Cary had pointedly ignored Shane for the entire night, but she could feel her brother’s awareness of him, darkness slithering behind his eyes. It was like the air warped around Cary, sucking the energy out of the room, feeding the invisible monster in him.
Laney had done the only thing she knew how. The only thing that had ever worked, other than Ma’s watchful presence. And she hated herself for it.
She hated the small touches on Cary’s arm, the soft looks, the lowered voice that nobody else could hear. She made herself all for him. Nobody else existed.See, Cary? I’m your sister. I’m yours.It always made her feel queasy and shameful.
She wanted to explain to Shane. Didn’t want him getting… the wrong idea. But she’d forced herself to ignore him, to tune out his presence entirely.
It had been far from a raging success.
Her body was too aware of Shane, the look on his face in the driveway – before the interruption – a distraction she couldn’t afford. But after several hours she guessed she'd done well enough, because Cary had finally relaxed a little. He leaned back into Sarita, stroking her bare thighs, and Sarita had taken the opportunity to whisk him away down the hall, glaring at Laney behind Cary’s back like it was some kind of twisted competition.

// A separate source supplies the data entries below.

PR #3002, opened 2026-09-10
fix(backend): return JSON for unhandled errors and malformed Documenso signatures

### LINKED ISSUE #2742: fix(backend): reject malformed Documenso key signatures without 500
### Preflight

### Affected area

Backend API (apps/backend)

### What is wrong

The Documenso API-key callback returns HTTP 500 when an unauthenticated caller supplies a malformed `x-documenso-signature` whose length differs from the expected HMAC. Other invalid callback credentials return HTTP 401. The malformed length makes `crypto.timingSafeEqual` throw, and the outer catch converts that client error into a server failure.

### Steps to reproduce

1. Send `POST /v1/documenso/pms/store-api-key/00000000-0000-4000-8000-000000000001` to the hosted development API.
2. Use `Content-Type: application/json`, body `{"apiToken":"synthetic-not-a-credential"}`, and header `x-documenso-signature: x`.
3. Observe HTTP 500 with `{"message":"Failed to store Documenso API key."}`.
4. Repeat without the signature header and observe the correctly classified HTTP 401 with `{"message":"Signature missing."}`.

### Expected behavior

A malformed or invalid callback signature should return HTTP 401 without entering the generic server-error path.

### Actual behavior

A one-character signature returns HTTP 500. The invalid-signature comparison calls `crypto.timingSafeEqual` without checking that both buffers have equal lengths; Node throws on a length mismatch.

Always

### Did this work before

Not sure

### Impact

Low - cosmetic or minor

### Environment

- Branch or commit SHA: hosted dev API last deployed from `1b1b7de245c9d41390c7ae6fdf8ce0ed42b4fc90`
- Node version: hosted, not exposed
- pnpm version: not applicable
- OS: hosted, not exposed
- Web browser and version: not applicable
- Mobile device and OS version: not applicable
- Desktop app version: not applicable
- Running against: hosted development API

```text
missing signature -> HTTP 401 {"message":"Signature missing."}
one-character signature -> HTTP 500 {"message":"Failed to store Documenso API key."}
```

Found during the backend-integrations baseline survey. No valid signature, real credential, organisation identifier, or state-changing request was used.

### Contribution

- [ ] I am willing to open a PR to fix this.

### LINKED ISSUE #2752: No application-level error handler: unhandled API errors return express's default HTML page, not the app's JSON shape
Found during the baseline QA pass on surface 4 (backend auth + access). Not a fix, a measured gap.

## What is missing

`apps/backend/src/app.ts` ends at `registerSuperTokensErrorHandler(app)`. That handler is SuperTokens' own — `packages/auth/src/express/middleware.ts:22` is `app.use(errorHandler())` — and it forwards anything it does not own to `next()`. Nothing is registered after it, so an unhandled error on any API route falls through to express's default handler.

## Measured, with a control that fires

A negative is only as good as the search that produced it, so the control is included:

| Search over `apps/backend/src` (+ `packages`) | Count |
|---|---|
| three-argument express middlewares — **the control** | 19 |
| four-argument, error-first middlewares | **0** |
| by name: `ErrorRequestHandler` \| `errorHandler` | 1 — SuperTokens' own, above |

The control is there because the first version of this search returned 0 for the four-argument pattern *and* 0 for the three-argument one, in a backend that has nineteen of the latter. Both zeros looked identical and one of them was the regex, not the code.

## The consequence, observed rather than argued

Reached accidentally while testing something else: a service dependency returned an error the controller did not catch, and the API answered

```
HTTP/1.1 500 Internal Server Error
Content-Type: text/html; charset=utf-8
Content-Security-Policy: default-src 'none'

<!DOCTYPE html> ... <pre>Error: ... at Querier.sendRequestHelper (...)
```

Two things follow from that response:

1. **An API returned HTML.** Every documented error shape in this backend is JSON with a `message`. A client parsing the error path gets a parse failure instead of a message, so the caller cannot distinguish "the server refused" from "the server is not speaking the protocol".
2. **Under `NODE_ENV=development` the page carries a stack trace with absolute filesystem paths.** Express omits the stack when `NODE_ENV=production`, so this is not a disclosure claim about the deployed API — but the HTML body and the missing JSON shape are the same in both.

`GET /health` and `GET /health/controls` both stayed `ok` across every one of these 500s, which is correct for what they measure and worth stating so the next reader does not expect them to have caught it.

## The question this is really asking

Was falling through to express's default handler a decision — on the grounds that every controller catches its own errors and a top-level handler would mask a bug — or is it simply absent? If it is a decision, the thing worth adding is a comment at the end of `app.ts` saying so, because the absence currently reads as an oversight to anyone auditing the boundary.

If it is not a decision, the shape that fits this repo is a final `app.use` that returns the app's own JSON error envelope, logs the error server-side, and never includes the stack in the response regardless of `NODE_ENV`.

## Not addressed here

Whether any *specific* route can be driven into an unhandled throw by an unauthenticated caller. I reached it through an environment-dependent dependency failure, not through a crafted request, and I have not audited the controllers for uncaught paths.

aupyay:
## Summary
- Adds a final application-level error handler in `createApp()` so an error that escapes every route's own try/catch answers with the app's JSON shape instead of Express's default HTML page.
- Guards the PMS key-storage signature check in `DocumensoKeyController.storeApiKey` against a length-mismatched signature the same way the webhook helper already did, so a malformed signature returns 401 instead of crashing `timingSafeEqual` into a 500.

Closes #2752
Closes #2742

## Test plan
- [x] `pnpm --filter backend run test` - 489/489 suites, 11645/11645 tests pass
- [x] `pnpm --filter backend run type-check` - clean
- [x] `pnpm --filter backend run lint` - 0 errors (pre-existing warnings elsewhere, untouched)
- [x] New tests in `app.test.ts` assert a thrown route error returns JSON and an error after headers are sent delegates to Express; both mutation-checked
- [x] New test in `documenso.auth-key.controller.test.ts` asserts a length-mismatched signature returns 401, not 500; mutation-checked

### DIFF
--- a/apps/backend/jest.config.cjs
+++ b/apps/backend/jest.config.cjs
@@ -12,7 +12,6 @@ module.exports = {
     "<rootDir>/src/**/*.ts",
     "!<rootDir>/src/**/*.d.ts",
     "!<rootDir>/src/controllers/merck/merck-response.ts",
-    "!<rootDir>/src/controllers/web/documenso.controller.ts",
     "!<rootDir>/src/controllers/web/organisation-invite.controller.ts",
     "!<rootDir>/src/controllers/web/organisation-room.controller.ts",
     "!<rootDir>/src/middlewares/auth.ts",
@@ -31,7 +30,8 @@ module.exports = {
   ...(collectingCoverage ? { workerIdleMemoryLimit: "512MB" } : {}),
   setupFilesAfterEnv: ["<rootDir>/test/jest.setup.ts"],
   moduleNameMapper: {
-    "^@yosemite-crew/database$": "<rootDir>/../../packages/database/src/client.ts",
+    "^@yosemite-crew/database$":
+      "<rootDir>/../../packages/database/src/client.ts",
     "^@yosemite-crew/lib$": "<rootDir>/../../packages/lib/src/index.ts",
     "^@yosemite-crew/(.*)$": "<rootDir>/../../packages/$1/src",
     "^(\\.{1,2}/.*)\\.js$": "$1",
--- a/apps/backend/src/app.ts
+++ b/apps/backend/src/app.ts
@@ -1,4 +1,4 @@
-import express from "express";
+import express, { ErrorRequestHandler } from "express";
 import rateLimit from "express-rate-limit";
 import {
   resolveRateLimitMax,
@@ -32,6 +32,7 @@ import {
   validateAuthConfig,
 } from "@yosemite-crew/auth";
 import { authHooks } from "./config/auth-hooks";
+import logger from "./utils/logger";
 
 /**
  * Three states, not two.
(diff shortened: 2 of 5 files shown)


ankit-yc (approved):
Reviewed exact head ab94c1f: the final error middleware preserves Express delegation after headers are sent, the signature comparison rejects length mismatches before timingSafeEqual, and the affected 49-test batch passed. Each of the three new assertions failed under its corresponding deliberate source mutation.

You can have him, she thought. She had disappeared downstairs and collapsed onto the floor in her room the moment he’d walked away.
There was a small creak outside her door and she sucked in a breath. Cary wouldn’t come to her room, bedrooms seemingly one of very few things he respected as private. She knew it was Shane. She could feel him, on the other side of the door.
“Come in,” she said softly, and he slid inside, closing the door but then pausing, and cracking it back open a few inches. She fought a smile.
“Hey,” he whispered.
“Hey,” she whispered back.
He palmed the back of his head before letting out a loud, audible breath and sinking to the floor across from her. Her room was so small that there was only a few inches between their feet, flat on the ground, her back against her bed and Shane’s against the wall.
“I got a job,” Shane said unexpectedly.
“You can’t work for Cary,” Laney hissed.